Dataset entries
※
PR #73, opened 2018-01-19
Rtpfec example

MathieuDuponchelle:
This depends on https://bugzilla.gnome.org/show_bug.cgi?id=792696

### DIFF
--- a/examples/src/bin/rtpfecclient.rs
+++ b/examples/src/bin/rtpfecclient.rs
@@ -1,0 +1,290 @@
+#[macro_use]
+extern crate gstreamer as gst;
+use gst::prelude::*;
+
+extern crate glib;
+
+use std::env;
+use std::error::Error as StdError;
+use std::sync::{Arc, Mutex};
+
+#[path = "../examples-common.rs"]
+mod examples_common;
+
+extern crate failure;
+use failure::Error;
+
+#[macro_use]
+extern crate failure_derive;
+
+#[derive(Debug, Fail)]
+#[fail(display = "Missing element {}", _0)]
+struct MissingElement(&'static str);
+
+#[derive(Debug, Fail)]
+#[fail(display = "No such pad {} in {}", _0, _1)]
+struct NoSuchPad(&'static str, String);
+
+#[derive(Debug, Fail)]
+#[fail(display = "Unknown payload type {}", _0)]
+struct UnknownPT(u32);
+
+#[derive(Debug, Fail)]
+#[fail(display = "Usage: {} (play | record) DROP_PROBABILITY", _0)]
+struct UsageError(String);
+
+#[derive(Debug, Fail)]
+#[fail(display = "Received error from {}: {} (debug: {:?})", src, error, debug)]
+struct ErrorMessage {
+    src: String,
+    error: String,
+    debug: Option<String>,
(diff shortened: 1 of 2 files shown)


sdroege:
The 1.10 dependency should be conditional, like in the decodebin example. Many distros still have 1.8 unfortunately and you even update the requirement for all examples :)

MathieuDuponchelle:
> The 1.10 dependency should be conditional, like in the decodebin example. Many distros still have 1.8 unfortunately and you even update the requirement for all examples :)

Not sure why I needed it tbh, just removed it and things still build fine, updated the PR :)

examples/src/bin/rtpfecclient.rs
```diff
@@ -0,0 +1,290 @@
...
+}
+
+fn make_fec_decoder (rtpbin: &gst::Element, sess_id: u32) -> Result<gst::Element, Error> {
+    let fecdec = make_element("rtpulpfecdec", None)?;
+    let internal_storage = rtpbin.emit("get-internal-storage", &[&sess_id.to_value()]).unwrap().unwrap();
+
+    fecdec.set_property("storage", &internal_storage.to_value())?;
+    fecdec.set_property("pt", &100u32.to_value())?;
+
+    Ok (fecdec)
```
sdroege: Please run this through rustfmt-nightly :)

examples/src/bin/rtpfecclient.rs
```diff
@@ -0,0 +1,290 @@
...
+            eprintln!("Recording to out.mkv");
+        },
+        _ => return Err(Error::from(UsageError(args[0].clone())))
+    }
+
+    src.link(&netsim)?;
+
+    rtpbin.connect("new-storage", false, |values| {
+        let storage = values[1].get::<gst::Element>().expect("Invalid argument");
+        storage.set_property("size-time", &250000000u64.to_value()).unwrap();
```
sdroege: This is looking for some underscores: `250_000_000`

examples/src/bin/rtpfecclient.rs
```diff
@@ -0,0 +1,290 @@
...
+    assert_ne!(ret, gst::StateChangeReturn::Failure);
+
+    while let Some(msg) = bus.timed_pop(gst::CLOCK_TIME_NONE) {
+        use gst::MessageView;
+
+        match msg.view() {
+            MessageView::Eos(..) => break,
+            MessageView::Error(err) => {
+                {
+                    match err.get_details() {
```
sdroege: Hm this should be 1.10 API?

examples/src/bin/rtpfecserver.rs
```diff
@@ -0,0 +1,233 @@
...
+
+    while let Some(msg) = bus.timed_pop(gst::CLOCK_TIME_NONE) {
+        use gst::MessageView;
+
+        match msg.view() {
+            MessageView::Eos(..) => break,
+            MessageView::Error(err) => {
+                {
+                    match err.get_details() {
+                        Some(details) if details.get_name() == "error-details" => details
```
※
:: WHAT THE EXERCISE ASKS ::
How many lines in the records above contain the word "storage"? Answer with the number alone.

:: TASK RESULT ::
5